» Exercise instructions: In the lines below, look for "changing". Copy each line where it appears.

» Stored items:
_ _ _ _ _ _ _

Issue #67, opened 2019-04-04
Unnecessary scroll up happens in some cases


gaearon:
Will try to get a better repro tomorrow. For now just writing up so I don’t forget. 

I noticed that if the height is small enough, sometimes messing with items close to the end of the list abruptly scrolls me just a bit above. In other words it doesn’t let me scroll to end myself.

bvaughn:
Could it be related to the currently selected item? The list scrolls to ensure that item is fully visible when the selection changes.

gaearon:
I don't recall changing the selection though.

gaearon:
Here's a gif. I'm not changing the selection, just scrolling.

![Screen Recording 2019-04-04 at 10 08 pm](https://user-images.githubusercontent.com/810438/55588670-42a51680-5726-11e9-8dd3-083449b7f87d.gif)

bvaughn:
Ah! Related cause then:
https://github.com/bvaughn/react-devtools-experimental/blob/6c5c2cd3ad6b8978414a8e8536778521352c804f/src/devtools/views/Components/Element.js#L46-L56

gaearon:
Yep. Looking at it, what happens is that

* Selected item goes slightly out of view.
* However, when we reach the bottom, for some reason it remounts. Maybe virtualization decides to render "last N items" where N is higher than normal count?
* Remounting causes the effect to fire again.

PR #91, opened 2019-04-07
Fix spurious autoscroll

gaearon:
Fixes https://github.com/bvaughn/react-devtools-experimental/issues/67.

I'm not *super* happy with the fix because instead of overfiring, it will cause the autoscroll to underfire in some edge cases. (Such as searching for an item, scrolling away from it, and then searching for it again.) However that seems like a better tradeoff to me in the meantime than random jumps when scrolling.

We can't truly infer whether to auto-scroll or not from which virtual items are materialized, as we see from https://github.com/bvaughn/react-devtools-experimental/issues/67#issuecomment-480067969.

Another fix might be to set some flag [here](https://github.com/bvaughn/react-devtools-experimental/blob/a9c20f0b36366de81ab235cd8b3bd73fe454e513/src/devtools/views/Components/Tree.js#L44) and then reset it in the Element. However I'm not sure the order is deterministic enough — and handling all cases might turn it into a mess. Open to suggestions.

### DIFF
--- a/src/devtools/views/Components/Element.js
+++ b/src/devtools/views/Components/Element.js
@@ -4,7 +4,7 @@ import React, {
   Fragment,
   useCallback,
   useContext,
-  useEffect,
+  useLayoutEffect,
   useMemo,
   useRef,
 } from 'react';
@@ -19,9 +19,11 @@ import styles from './Element.css';
 type Props = {
   index: number,
   style: Object,
+  // TODO: I can't get the correct type to work here:
+  data: Object,
 };
 
-export default function ElementView({ index, style }: Props) {
+export default function ElementView({ index, style, data }: Props) {
   const {
     baseDepth,
     getElementAtIndex,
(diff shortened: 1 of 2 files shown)


src/devtools/views/Components/Element.js
```diff
@@ -29,6 +30,7 @@ export default function ElementView({ index, style }: Props) {
     selectedElementID,
     selectElementByID,
   } = useContext(TreeContext);
+  const lastScrolledIDRef = useContext(ScrollAnchorContext);
```
bvaughn: Probably cheaper to just use `itemData` for this rather than adding a new context. Thoughts?

gaearon:
Pushed a fix that uses `itemData`. For some reason I couldn't get the prop to type correctly.

src/devtools/views/Components/Element.js
```diff
@@ -19,21 +19,23 @@ import styles from './Element.css';
 type Props = {
   index: number,
   style: Object,
+  // TODO: I can't get the correct type to work here:
+  data: Object,
```
bvaughn: Looks like the `itemData` generics got broken by a recent Flow upgrade :(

_ _ _ _ _ _ _

» Exercise solution:
I don't recall changing the selection though.
Here's a gif. I'm not changing the selection, just scrolling.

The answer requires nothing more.